• _Exercise_: Every entry below needs to be repeated exactly.
————
Issue #347, opened 2021-09-30
Add `regexp/prefer-result-array-groups` rule


RunDevelopment:
From [this comment](https://github.com/ota-meshi/eslint-plugin-regexp/pull/339#discussion_r719249323).

> `prefer-regexp-result-array-groups` is a rule that inherits some named capturing group checks from `no-unused-capturing-group`. 
> This rule prefers named access over array index access when using named capturing group in regex. Perhaps the process is similar to `prefer-named-replacement`.
> When adding `prefer-regexp-result-array-groups`, exclude the same check from `no-unused-capturing-group`.
> 
> The example code that `prefer-regexp-result-array-groups` warns is:
> 
> ```js
> const reFoo = /(?<foo>foo)/
> let resArr
> while (resArr = reFoo.exec(str)) {
>   const foo = resArr[1]
>   //                ^^^ Use `resArr.groups.foo` instead.
>   //                Currently it is warned by no-unused-capturing-group, but change it to not warn.
> }
> ```
> 
> The sample code that the new rule does not warn is:
> 
> ```js
> const reFoo = /(?<foo>foo)/
> let resArr
> while (resArr = reFoo.exec(str)) {
>   const foo = resArr.groups.foo // correct
> }
> ```
> 
> ```js
> const reFoo = /(foo)/
> let resArr
> while (resArr = reFoo.exec(str)) {
>   const foo = resArr[1] // Not using named capturing group in regex.
> }
> ```
> 
> ```js
> const reFoo = /(foo)/
> let resArr
> while (resArr = reFoo.exec(str)) {
>   const match = resArr[0] // The capturing group was not used. It's warned by no-unused-capturing-group rule.
> }
> ```
> 
> The `prefer-regexp-result-array-groups` rule checks not only the `exec` but also the return values of `match` and `matchAll`.

RunDevelopment:
I think we should change the name a little. This whole plugin is about regexes, so I think `prefer-result-array-groups` is enough.

ota-meshi:
`prefer-result-array-groups` is good :+1:! `regexp` is in the prefix.

Issue #344, opened 2021-09-28
Add `prefer-named-replacement` rule


RunDevelopment:
As per [this comment](https://github.com/ota-meshi/eslint-plugin-regexp/pull/339#discussion_r717477491).

> `"str".replace(/(?<foo>foo)/, '$<foo>')` > `"str".replace(/(?<foo>foo)/, '$1')`

ota-meshi:
SGTM!

PR #349, opened 2021-10-01
Remove the unused name check from `regexp/no-unused-capturing-group` rule

ota-meshi:
This PR removes unused name checks from the `regexp/no-unused-capturing-group` rule.

Remove the unused name check because it was a check that could not be inferred from the name of this rule and there was a conflict with the `prefer-named-backreference` rule.

See https://github.com/ota-meshi/eslint-plugin-regexp/pull/339#discussion_r720309918

We also plan to add rules that prefers using the names of named capturing groups defined in regex. #344, #347.

---

This PR includes a refactoring to move the capture group usage to common function.
This will also be used in the new rule #344 and #347.

### DIFF
--- a/lib/utils/index.ts
+++ b/lib/utils/index.ts
@@ -1,7 +1,13 @@
 import type * as ESTree from "estree"
 import type { RuleListener, RuleModule, PartialRuleModule } from "../types"
 import type { RegExpVisitor } from "regexpp/visitor"
-import type { Element, Node, Pattern, Quantifier } from "regexpp/ast"
+import type {
+    CapturingGroup,
+    Element,
+    Node,
+    Pattern,
+    Quantifier,
+} from "regexpp/ast"
 import { RegExpParser, visitRegExpAST } from "regexpp"
 import { CALL, CONSTRUCT, ReferenceTracker } from "eslint-utils"
 import type { Rule, AST, SourceCode } from "eslint"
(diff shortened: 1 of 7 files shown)


lib/utils/index.ts
```diff
@@ -79,6 +88,16 @@ type RegExpContextBase = {
      */
     getUsageOfPattern: () => UsageOfPattern
 
+    /**
+     * Returns the capturing group references
+     */
+    getCapturingGroupReferences: () => CapturingGroupReference[]
```
RunDevelopment, line 94: These references don't include which capturing group they are about, correct? Are they in the same order as the `getAllCapturingGroups` array?

If yes, then it might be nice to return a `ReadonlyMap<CapturingGroup, CapturingGroupReference>` instead.

ota-meshi: It currently does not contain information about the regex AST capturing group.
`getAllCapturingGroups` is used to get the count. It is necessary to parse the contents indicated by the argument of the replacer function.

```js
str.replace(/(a)(b)/, (match, p1, p2, offset, string, groups) => {});
str.replace(/(a)(b)(c)/, (match, p1, p2, p3, offset, string, groups) => {});
```

RunDevelopment: Ah, my bad. I didn't think of groups having multiple references.

RunDevelopment (approved):
LGTM; Thank you @ota-meshi!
————
• _Result of this task_:
Issue #347, opened 2021-09-30
Add `regexp/prefer-result-array-groups` rule


RunDevelopment:
From [this comment](https://github.com/ota-meshi/eslint-plugin-regexp/pull/339#discussion_r719249323).

> `prefer-regexp-result-array-groups` is a rule that inherits some named capturing group checks from `no-unused-capturing-group`. 
> This rule prefers named access over array index access when using named capturing group in regex. Perhaps the process is similar to `prefer-named-replacement`.
> When adding `prefer-regexp-result-array-groups`, exclude the same check from `no-unused-capturing-group`.
> 
> The example code that `prefer-regexp-result-array-groups` warns is:
> 
> ```js
> const reFoo = /(?<foo>foo)/
> let resArr
> while (resArr = reFoo.exec(str)) {
>   const foo = resArr[1]
>   //                ^^^ Use `resArr.groups.foo` instead.
>   //                Currently it is warned by no-unused-capturing-group, but change it to not warn.
> }
> ```
> 
> The sample code that the new rule does not warn is:
> 
> ```js
> const reFoo = /(?<foo>foo)/
> let resArr
> while (resArr = reFoo.exec(str)) {
>   const foo = resArr.groups.foo // correct
> }
> ```
> 
> ```js
> const reFoo = /(foo)/
> let resArr
> while (resArr = reFoo.exec(str)) {
>   const foo = resArr[1] // Not using named capturing group in regex.
> }
> ```
> 
> ```js
> const reFoo = /(foo)/
> let resArr
> while (resArr = reFoo.exec(str)) {
>   const match = resArr[0] // The capturing group was not used. It's warned by no-unused-capturing-group rule.
> }
> ```
> 
> The `prefer-regexp-result-array-groups` rule checks not only the `exec` but also the return values of `match` and `matchAll`.

RunDevelopment:
I think we should change the name a little. This whole plugin is about regexes, so I think `prefer-result-array-groups` is enough.

ota-meshi:
`prefer-result-array-groups` is good :+1:! `regexp` is in the prefix.

Issue #344, opened 2021-09-28
Add `prefer-named-replacement` rule


RunDevelopment:
As per [this comment](https://github.com/ota-meshi/eslint-plugin-regexp/pull/339#discussion_r717477491).

> `"str".replace(/(?<foo>foo)/, '$<foo>')` > `"str".replace(/(?<foo>foo)/, '$1')`

ota-meshi:
SGTM!

PR #349, opened 2021-10-01
Remove the unused name check from `regexp/no-unused-capturing-group` rule

ota-meshi:
This PR removes unused name checks from the `regexp/no-unused-capturing-group` rule.

Remove the unused name check because it was a check that could not be inferred from the name of this rule and there was a conflict with the `prefer-named-backreference` rule.

See https://github.com/ota-meshi/eslint-plugin-regexp/pull/339#discussion_r720309918

We also plan to add rules that prefers using the names of named capturing groups defined in regex. #344, #347.

---

This PR includes a refactoring to move the capture group usage to common function.
This will also be used in the new rule #344 and #347.

### DIFF
--- a/lib/utils/index.ts
+++ b/lib/utils/index.ts
@@ -1,7 +1,13 @@
 import type * as ESTree from "estree"
 import type { RuleListener, RuleModule, PartialRuleModule } from "../types"
 import type { RegExpVisitor } from "regexpp/visitor"
-import type { Element, Node, Pattern, Quantifier } from "regexpp/ast"
+import type {
+    CapturingGroup,
+    Element,
+    Node,
+    Pattern,
+    Quantifier,
+} from "regexpp/ast"
 import { RegExpParser, visitRegExpAST } from "regexpp"
 import { CALL, CONSTRUCT, ReferenceTracker } from "eslint-utils"
 import type { Rule, AST, SourceCode } from "eslint"
(diff shortened: 1 of 7 files shown)


lib/utils/index.ts
```diff
@@ -79,6 +88,16 @@ type RegExpContextBase = {
      */
     getUsageOfPattern: () => UsageOfPattern
 
+    /**
+     * Returns the capturing group references
+     */
+    getCapturingGroupReferences: () => CapturingGroupReference[]
```
RunDevelopment, line 94: These references don't include which capturing group they are about, correct? Are they in the same order as the `getAllCapturingGroups` array?

If yes, then it might be nice to return a `ReadonlyMap<CapturingGroup, CapturingGroupReference>` instead.

ota-meshi: It currently does not contain information about the regex AST capturing group.
`getAllCapturingGroups` is used to get the count. It is necessary to parse the contents indicated by the argument of the replacer function.

```js
str.replace(/(a)(b)/, (match, p1, p2, offset, string, groups) => {});
str.replace(/(a)(b)(c)/, (match, p1, p2, p3, offset, string, groups) => {});
```

RunDevelopment: Ah, my bad. I didn't think of groups having multiple references.

RunDevelopment (approved):
LGTM; Thank you @ota-meshi!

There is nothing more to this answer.